Image from research by David Hay (King’s College London).

05 July 2014

How can we shift undergraduates away from simple reproduction of textbook knowledge?

In a recent paper in Science Education, David Hay and his co-workers at King’s College London compared textbook images of a brain cell (A1 after Lewellys Barker, 1899; and A2 after an Italian anatomy textbook by Warwick & Williams, 1973) with drawings made by third-year undergraduates (B), PhD students and postdoctoral researchers (C), and laboratory leaders (D). Hay told us: ‘The undergraduate drawings were invariably textbook copies, bearing little cultural relationship with the highly schematised and individual drawings of the laboratory leaders. The images produced by PhD students and postdoctoral researchers were not an intermediary stage; these image-types belonged to a separate class of “worker-type” productivity which was neither prefaced by textbook knowledge nor apparently developing towards leadership.’

Teaching interventions were designed to offer undergraduates an experience of life as a neuron cell?. For example, the students were asked to perform an ‘axon walk’, responding to simple life history questions (like ‘Have you ever died your hair’) by walking different paths towards a target destination depending on whether the answer to each successive question was a ‘yes’ or ‘no’.
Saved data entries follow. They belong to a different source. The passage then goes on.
PR #111, opened 2023-07-04
Fix misprop range

### LINKED ISSUE #105: values for `prop_missing` outside (0,1) are accepted, and saved, but silently set to 0 or 1 when applied.
Values for `prop_missing` in the specification that fall outside (0,1) (f.i. `'prop_missing': -10` or `'prop_missing': 100`) are accepted without warning, and saved in the GMF-spec file, yet reset to 0 or 1 when applied.

qubixes:
Ensure that error messages get thrown when the missing proportion is outside [0, 1].

Fixes #105

### DIFF
--- a/metasynth/var.py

This exercise of ‘being’ brain cells? prompted a shift in the drawing stance of students. ‘After these, several undergraduates produced brain cell images (E) that were indistinguishable from the signature image types drawn by laboratory leaders,’ Hay said. ‘This suggests to us that it is possible to shift students from the conceptual trough of knowledge reproduction into an arena of researcher-like experience, after which an exchange about scientific plausibility might occur between research leaders and their students.’